PR #1435, opened 2020-06-22
Remove call to couchdb API _ensure_full_commit

manish-sethi:

#### Type of change

#### Description
This PR removes the invocation to the couchdb API "_ensure_full_commit".

#### Additional details
We recommended `delayed_commits=true` in couchdb config for better performance and then at the block commit time, we invoke `_ensure_full_commit`. This arrangement was under the assumption that the `_ensure_full_commit` fsyncs the data as per the couchdb docs https://docs.couchdb.org/en/2.3.1/api/database/compact.html#db-ensure-full-commit. However, after talking to couchdb experts, we figured that this was true only till couchdb 1.x. Since then, this is more or less a no-op call as far as `fsync` is concerned.

#### Related issues
https://jira.hyperledger.org/browse/FABB-151
https://jira.hyperledger.org/browse/FAB-17999

### DIFF
--- a/core/ledger/kvledger/txmgmt/statedb/statecouchdb/statecouchdb.go
+++ b/core/ledger/kvledger/txmgmt/statedb/statecouchdb/statecouchdb.go
@@ -122,19 +122,8 @@ func writeDataFormatVersion(couchInstance *couchInstance, dataformatVersion stri
 	if err != nil {
 		return err
 	}
-	if _, err := db.saveDoc(dataformatVersionDocID, "", doc); err != nil {
-		return err
-	}
-	dbResponse, err := db.ensureFullCommit()
-
-	if err != nil {
-		return err
-	}
-	if !dbResponse.Ok {
-		logger.Errorf("failed to perform full commit while writing dataformat version")
-		return errors.New("failed to perform full commit while writing dataformat version")
-	}
-	return nil
+	_, err = db.saveDoc(dataformatVersionDocID, "", doc)
+	return err
 }
 
 // GetDBHandle gets the handle to a named database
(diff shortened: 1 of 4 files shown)


core/ledger/kvledger/txmgmt/statedb/statecouchdb/statecouchdb.go
```diff
@@ -685,8 +674,22 @@ func (vdb *VersionedDB) postCommitProcessing(committers []*committer, namespaces
...
+				go db.runWarmIndexAllIndexes()
+				db.indexWarmCounter = 0
+			}
+			db.indexWarmCounter++
+		}
+	}
+
 	// Record a savepoint at a given height
-	if err := vdb.ensureFullCommitAndRecordSavepoint(height, namespaces); err != nil {
+	if err := vdb.recordSavepoint(height, namespaces); err != nil {
```
cendhu: Out of scope for this PR. Given that `recordSavepoint` is the time-consuming operation in this function, we can run it first (i mean in the beginning of this function) in a goroutine in parallel with the cache update and warmIndex.

core/ledger/kvledger/txmgmt/statedb/statecouchdb/statecouchdb.go
```diff
@@ -719,54 +722,14 @@ func (vdb *VersionedDB) Close() {
...
-	select {
-	case err := <-errsChan:
-		logger.Errorf("Failed to perform full commit")
-		return errors.Wrap(err, "failed to perform full commit")
-	default:
-		logger.Debugf("All changes have been flushed to the disk")
-	}
-
+// recordSavepoint records a savepoint in the metadata db for the channel.
+func (vdb *VersionedDB) recordSavepoint(height *version.Height, namespaces []string) error {
```
cendhu: `namespaces []string` is unused and not needed.

cendhu (commented):
LGTM. A very minor comment.

core/ledger/kvledger/txmgmt/statedb/statecouchdb/statecouchdb.go
manish-sethi: Good catch. Let me fix this.

core/ledger/kvledger/txmgmt/statedb/statecouchdb/statecouchdb.go
manish-sethi: Yes, I would keep any further optimization out of scope of this. BTW, warmIndex stuff already happens in a separate goroutine.

cendhu (approved):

_THE TASK_
Quote every entry exactly.

_SOLUTION TO THIS EXERCISE_
PR #1435, opened 2020-06-22
Remove call to couchdb API _ensure_full_commit

manish-sethi:

#### Type of change

#### Description
This PR removes the invocation to the couchdb API "_ensure_full_commit".

#### Additional details
We recommended `delayed_commits=true` in couchdb config for better performance and then at the block commit time, we invoke `_ensure_full_commit`. This arrangement was under the assumption that the `_ensure_full_commit` fsyncs the data as per the couchdb docs https://docs.couchdb.org/en/2.3.1/api/database/compact.html#db-ensure-full-commit. However, after talking to couchdb experts, we figured that this was true only till couchdb 1.x. Since then, this is more or less a no-op call as far as `fsync` is concerned.

#### Related issues
https://jira.hyperledger.org/browse/FABB-151
https://jira.hyperledger.org/browse/FAB-17999

### DIFF
--- a/core/ledger/kvledger/txmgmt/statedb/statecouchdb/statecouchdb.go
+++ b/core/ledger/kvledger/txmgmt/statedb/statecouchdb/statecouchdb.go
@@ -122,19 +122,8 @@ func writeDataFormatVersion(couchInstance *couchInstance, dataformatVersion stri
 	if err != nil {
 		return err
 	}
-	if _, err := db.saveDoc(dataformatVersionDocID, "", doc); err != nil {
-		return err
-	}
-	dbResponse, err := db.ensureFullCommit()
-
-	if err != nil {
-		return err
-	}
-	if !dbResponse.Ok {
-		logger.Errorf("failed to perform full commit while writing dataformat version")
-		return errors.New("failed to perform full commit while writing dataformat version")
-	}
-	return nil
+	_, err = db.saveDoc(dataformatVersionDocID, "", doc)
+	return err
 }
 
 // GetDBHandle gets the handle to a named database
(diff shortened: 1 of 4 files shown)


core/ledger/kvledger/txmgmt/statedb/statecouchdb/statecouchdb.go
```diff
@@ -685,8 +674,22 @@ func (vdb *VersionedDB) postCommitProcessing(committers []*committer, namespaces
...
+				go db.runWarmIndexAllIndexes()
+				db.indexWarmCounter = 0
+			}
+			db.indexWarmCounter++
+		}
+	}
+
 	// Record a savepoint at a given height
-	if err := vdb.ensureFullCommitAndRecordSavepoint(height, namespaces); err != nil {
+	if err := vdb.recordSavepoint(height, namespaces); err != nil {
```
cendhu: Out of scope for this PR. Given that `recordSavepoint` is the time-consuming operation in this function, we can run it first (i mean in the beginning of this function) in a goroutine in parallel with the cache update and warmIndex.

core/ledger/kvledger/txmgmt/statedb/statecouchdb/statecouchdb.go
```diff
@@ -719,54 +722,14 @@ func (vdb *VersionedDB) Close() {
...
-	select {
-	case err := <-errsChan:
-		logger.Errorf("Failed to perform full commit")
-		return errors.Wrap(err, "failed to perform full commit")
-	default:
-		logger.Debugf("All changes have been flushed to the disk")
-	}
-
+// recordSavepoint records a savepoint in the metadata db for the channel.
+func (vdb *VersionedDB) recordSavepoint(height *version.Height, namespaces []string) error {
```
cendhu: `namespaces []string` is unused and not needed.

cendhu (commented):
LGTM. A very minor comment.

core/ledger/kvledger/txmgmt/statedb/statecouchdb/statecouchdb.go
manish-sethi: Good catch. Let me fix this.

core/ledger/kvledger/txmgmt/statedb/statecouchdb/statecouchdb.go
manish-sethi: Yes, I would keep any further optimization out of scope of this. BTW, warmIndex stuff already happens in a separate goroutine.

cendhu (approved):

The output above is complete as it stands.